The downside of sightseeing in Ilocos during Typhoon Mina at storm signal number 2: you don’t get shots of blue skies in your photos. Of course, there’s also the danger of being swept away by 80-kilometer-per-hour winds and dying in a horrible road accident but who’s thinking about that when you have the critical problem of not getting pretty pictures?
On the second day of our Ilocos road trip, our all-powerful itinerary dictated that we visit Cape Bojeador lighthouse and Kapurpurawan so that’s exactly what we did, to hell with the deadly storm.
The lighthouse in Burgos, Ilocos Norte dates back to the late 1800s and is still operational until now. It’s only a short uphill drive from the main road. There were at least three other tourist-filled vans by the time we got to there. We were partly relieved that we were not the only idiots touring Ilocos in bad weather but also a little annoyed that we had to wade through 50 other people for the touristy photo ops. The caretaker who was supposed to be on duty had enough sense to stay home because, you know, there’s a freakin’ typhoon so the gate was closed.
The other caretaker however, who was on a day off, decided to show up just as everyone else was leaving. He happened to live nearby and saw the flurry of people going up the lighthouse. We were the only ones hanging around when he arrived and because we were a bunch of selfish assholes, we decided to keep the glorious opening of the gate a secret from the other tourist groups. They were about to leave anyway, we certainly didn’t want to delay them. *evil grin*
We had a blast having the place to ourselves, for a few minutes at least. (Another batch of tourists arrived afterwards. Pfft.) Never mind that it was raining by then and the strong winds at the base of the lighthouse had us gripping the rails for dear life. The interior of the lighthouse itself was off-limits so we had to content ourselves with just running around the base and going up and down the stairs.
After the requisite photos were taken and souvenirs were bought, we headed off to the famous Kapurpurawan rock formation. While asking for directions on the way there, a conversation with a local went like this:
Me: Saan po yung Kapurpurawan?
Old man: Doon pa sa unahan. Pero maulan ngayon. (Translation: We’re being battered by a storm at the moment in case you haven’t noticed. Don’t go there, it’s dangerous.)

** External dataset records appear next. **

PR #858, opened 2025-07-22
[EVM] Don't emit JUMPDEST in entry point of bytecode

vladimirradosavljevic:
We don't need to emit JUMPDEST instruction in the first BB of the __entry function.


PavelKopyl (approved):
LGTM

Me: Okay lang po. (Translation: We are a bunch of clueless airheads who are risking our necks just to see a giant white rock.)
We soon found out why going there in the rain was not the best idea. From the highway, it’s a three-kilometer drive on muddy, rough road littered with potholes and sharp rocks. Since we were on our own, it took all of my friend’s driving prowess and every inch of resilience from her Kia Sportage for us to survive the trail.
When we got there, my three companions decided it was too dangerous to go down to the rock formation which was located by the seaside and was still a few minutes walk from where the road ended. We were cold and wet and the strong winds were whipping us around like we were paper dolls. I may have mentioned though that I’m the biggest idiot of them all so while they took shelter in the dilapidated nipa huts, I took my chances and ran down the trail leading to the shore. I figured I came this far anyway so why not at least catch a glimpse of the damn rock and see how far I can go. Turns out I couldn’t go very far and only got this:
There was another hut near the shore where I waited until the gustiness died down so I could climb back up.
My friends were pleasantly surprised that I didn’t come back with a broken neck. Before I could run off again and do something more stupid, we piled into the car and got out of there.